Required action: Starting at the line with "- make the child", repeat every line exactly until the records end, including the last one.

Supplied records:
▽

PR #8353, opened 2026-09-21
Make awaitAllChildren interruptible

tim-smart:
## Summary

- make the child wait in `awaitAllChildren` interruptible when the caller is interruptible
- preserve both the wrapped effect's failure and the interruption when interrupted during that wait
- preserve caller masking when `awaitAllChildren` runs inside an uninterruptible region
- add regression coverage for the success, failure, cleanup, and caller-masking paths

## Validation

- `nix develop -c pnpm test packages/effect/test/Effect.test.ts --run -t awaitAllChildren`
- `nix develop -c pnpm lint`
- `nix develop -c pnpm check`
- `git diff --check`

Closes EFF-1458


Voyagerroc-Lab (commented):
Reviewed the interruptibility change in awaitAllChildren, including onExitPrimitive usage, preservation of the wrapped failure cause, interruption propagation to child fibers, and masking under an enclosing uninterruptible region. The regression tests cover success, failure, cleanup, and masking semantics, and the public documentation matches the final behavior. I found no blocking correctness issue.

△

Answer section:
- make the child wait in `awaitAllChildren` interruptible when the caller is interruptible
- preserve both the wrapped effect's failure and the interruption when interrupted during that wait
- preserve caller masking when `awaitAllChildren` runs inside an uninterruptible region
- add regression coverage for the success, failure, cleanup, and caller-masking paths

## Validation

- `nix develop -c pnpm test packages/effect/test/Effect.test.ts --run -t awaitAllChildren`
- `nix develop -c pnpm lint`
- `nix develop -c pnpm check`
- `git diff --check`

Closes EFF-1458


Voyagerroc-Lab (commented):
Reviewed the interruptibility change in awaitAllChildren, including onExitPrimitive usage, preservation of the wrapped failure cause, interruption propagation to child fibers, and masking under an enclosing uninterruptible region. The regression tests cover success, failure, cleanup, and masking semantics, and the public documentation matches the final behavior. I found no blocking correctness issue.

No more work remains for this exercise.